1, integer addition:

The operation of combining two numbers into one number is called addition.

In Djaafari, the added number is called addend, and the added number is called sum. The appendix is a partial figure, and the sum is the total.

Appendix Appendix = and one appendix = and-another appendix.

2, integer subtraction:

Given the sum of two addends and one of them, the operation of finding the other addend is called subtraction.

In subtraction, the known sum is called the minuend, the known addend is called subtraction, and the unknown addend is called difference.

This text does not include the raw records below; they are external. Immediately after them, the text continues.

PR #609, opened 2026-08-12
ci: scope E2E tests to affected apps

BreadGenie:


BreadGenie:
Superseded by #612, which carries the same path-scoping change from a same-repository branch so E2E code does not cross the privileged runner's fork boundary.

PR #625, opened 2026-08-13
fix(mail): realign owner with user on records that predate OwnerFromUser

s-aga-r:
## Problem

A user with only the **Suite User** role gets a 403 when the Mail UI loads the Credentials page:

The minuend is the total number, and the subtraction and difference are the partial numbers respectively.

Addition and subtraction are reciprocal operations.

3, integer multiplication:

The simple operation of finding the sum of several identical addends is called multiplication.

In multiplication, the same addend and the same number of addends are called factors. The sum of the same addend is called product.

In multiplication, multiplying 0 by any number will get 0. 1, then multiply any number by any number.

A factor? A factor = product. A factor = product? Another factor

4, integer division:

Given the product of two factors and one of them, the operation of finding the other factor is called division.

In division, the known product is called dividend, the known factor is called divisor, and the calculated factor is called quotient.

Multiplication and division are reciprocal operations.

In division, 0 cannot be divided. Because 0 is multiplied by any number to get 0, any number divided by 0 can't get a definite quotient.

Dividend? Divider = quotient divisor = dividend? Business dividend = business? divisor

(2) Four decimal places operation

1, decimal addition:

The meaning of decimal addition is the same as that of integer addition. It is an operation that combines two numbers into one number.

2. Decimal subtraction:

Decimal subtraction and integer subtraction have the same meaning. The operation of finding the other addend by knowing two addends and one of them.

3. Decimal multiplication:

The meaning of decimal multiplication by integer is the same as that of integer multiplication, which is a simple operation to find the sum of several identical addends; The meaning of multiplying a number by a pure decimal is to find out a few tenths, a few percent and a few thousandths of this number.

4, fractional division:

The significance of fractional division is the same as integer division, that is, knowing the product of two factors and one of them, and finding the other factor.

5. Multiplier:

The operation of finding the product of several identical factors is called power. Like 3? 3 =32

(3) Four Fractions Operation

1, fractional addition:

Fractional addition and integer addition have the same meaning. It is an operation that combines two numbers into one number.

2. Fractional subtraction:

The significance of fractional subtraction is the same as that of integer subtraction. The operation of finding the other addend by knowing two addends and one of them.

3. Fractional multiplication:

The significance of fractional multiplication is the same as that of integer multiplication, which is a simple operation to find the sum of several identical addends.

4. Two numbers whose product is 1 are called reciprocal.

5, fractional division:

Fractional division has the same meaning as integer division. It is an operation to find the other factor by knowing the product of two factors and one of them.